> INPUT RECORDS:
PR #4120, opened 2019-09-13
[CentralDashboard v2] MUI Front-end tests

avdaredevil:
## About
- Added all tests for Manage Users View:
  - Error State
  - Cluster Admin
  - No data
  - Normal View
  - Add Contrib
  - Remove Contrib

### Meta
/area centraldashboard
/area front-end
/priority p1
/assign @avdaredevil
/cc @prodonjs

---
This change is [Reviewable](https://reviewable.io/reviews/kubeflow/kubeflow/4120)

### DIFF
--- a/components/centraldashboard/public/ajax_test_helper.js
+++ b/components/centraldashboard/public/ajax_test_helper.js
@@ -28,12 +28,20 @@ export function mockRequest(component, response, respondWithError = false,
 }
 
 /**
- * Simply yeilds to the next tick, so that all Promised requests can do their
+ * Async sleep function which can pause execution flow or yield for next
+ * executions in the event-loop.
+ * @param {number} t Time in ms.
+ * @return {Promise<undefined>}
+ */
+export const sleep = (t) => new Promise((res) => setTimeout(res, t));
+
+
+/**
+ * Simply yields to the next tick, so that all Promised requests can do their
  * thing.
  */
-export async function yeildForRequests() {
-    const sleep = (t) => new Promise((res) => setTimeout(res, t));
-    await sleep(1);
+export async function yieldForRequests() {
+    await sleep(1); // Waits till next tick
 }
 
 /**
--- a/components/centraldashboard/public/ajax_test_helper.js
+++ b/components/centraldashboard/public/ajax_test_helper.js
@@ -51,18 +51,21 @@ export function mockIronAjax(component, response, respondWithError = false) {
     // eslint-disable-next-line no-console
     const finalEvent = `${respondWithError?'error':'response'}`;
     component.generateRequest = async () => {
+        const eventPayload = createRespPayload(
+            response,
+            respondWithError,
+        );
         if (respondWithError) {
-            component._setLastError({error: response});
+            component._setLastError(eventPayload.detail);
         } else {
             component._setLastResponse(response);
         }
-        const eventPayload = createRespPayload(
-            response,
-            respondWithError
-        );
         component.dispatchEvent(
             new CustomEvent(finalEvent, eventPayload)
         );
+        // eslint-disable-next-line no-console
+        console.log(`[mockIronAjax] Dispatched ${finalEvent}`, eventPayload);
+        return component.lastResponse || component.lastError;
     };
 }
 
--- a/components/centraldashboard/public/ajax_test_helper.js
+++ b/components/centraldashboard/public/ajax_test_helper.js
@@ -44,7 +44,7 @@ export async function yeildForRequests() {
  * @param {boolean=} respondWithError
  */
 export function mockIronAjax(component, response, respondWithError = false) {
-    const {tagName} = component;
+    const {tagName, url} = component;
     expect(tagName).toBe(
         'IRON-AJAX', '[mockRequest] Element passed in was not iron-ajax'
     );
@@ -63,8 +63,8 @@ export function mockIronAjax(component, response, respondWithError = false) {
         component.dispatchEvent(
             new CustomEvent(finalEvent, eventPayload)
         );
-        // eslint-disable-next-line no-console
-        console.log(`[mockIronAjax] Dispatched ${finalEvent}`, eventPayload);
+        // eslint-disable-next-line no-console,max-len
+        console.log(`[mockIronAjax] ${url?url+' ':''}Dispatched ${finalEvent}`, eventPayload);
         return component.lastResponse || component.lastError;
     };
 }
--- a/components/centraldashboard/public/ajax_test_helper.js
+++ b/components/centraldashboard/public/ajax_test_helper.js
@@ -33,8 +33,9 @@ export function mockRequest(component, response, respondWithError = false,
  * @param {number} t Time in ms.
  * @return {Promise<undefined>}
  */
-export const sleep = (t) => new Promise((res) => setTimeout(res, t));
-
+export function sleep(t) {
+    return new Promise((res) => setTimeout(res, t));
+}
 
 /**
  * Simply yields to the next tick, so that all Promised requests can do their
@@ -52,7 +53,7 @@ export async function yieldForRequests() {
  * @param {boolean=} respondWithError
  */
 export function mockIronAjax(component, response, respondWithError = false) {
-    const {tagName, url} = component;
+    const {tagName} = component;
     expect(tagName).toBe(
         'IRON-AJAX', '[mockRequest] Element passed in was not iron-ajax'
     );
@@ -71,8 +72,6 @@ export function mockIronAjax(component, response, respondWithError = false) {
         component.dispatchEvent(
             new CustomEvent(finalEvent, eventPayload)
         );
-        // eslint-disable-next-line no-console,max-len
-        console.log(`[mockIronAjax] ${url?url+' ':''}Dispatched ${finalEvent}`, eventPayload);
         return component.lastResponse || component.lastError;
     };
 }
--- a/components/centraldashboard/public/ajax_test_helper.js
+++ b/components/centraldashboard/public/ajax_test_helper.js
@@ -7,7 +7,7 @@ import 'jasmine-ajax';
  * Intercepts the iron-ajax-request event to be able to respond with a mock
  * response. Returns a Promise that resolves whenever the mockRequest is
  * handled.
- * @param {HTMLElement} component
+ * @param {HTMLElement} component Any component that can access the event
  * @param {object} response
  * @param {boolean=} respondWithError
  * @param {string=} matchUrl
@@ -25,4 +25,54 @@ export function mockRequest(component, response, respondWithError = false,
         });
         component.addEventListener(responseEvent, () => resolve());
     });
+}
+
+/**
+ * Simply yeilds to the next tick, so that all Promised requests can do their
+ * thing.
+ */
+export async function yeildForRequests() {
+    const sleep = (t) => new Promise((res) => setTimeout(res, t));
+    await sleep(1);
+}
+
+/**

> YOUR ASSIGNMENT: Going down the listing above, begin printing at the line with "in the event-loop." and finish with the line with "-export async function", exactly as they appear.

> EXERCISE OUTPUT:
+ * executions in the event-loop.
+ * @param {number} t Time in ms.
+ * @return {Promise<undefined>}
+ */
+export const sleep = (t) => new Promise((res) => setTimeout(res, t));
+
+
+/**
+ * Simply yields to the next tick, so that all Promised requests can do their
  * thing.
  */
-export async function yeildForRequests() {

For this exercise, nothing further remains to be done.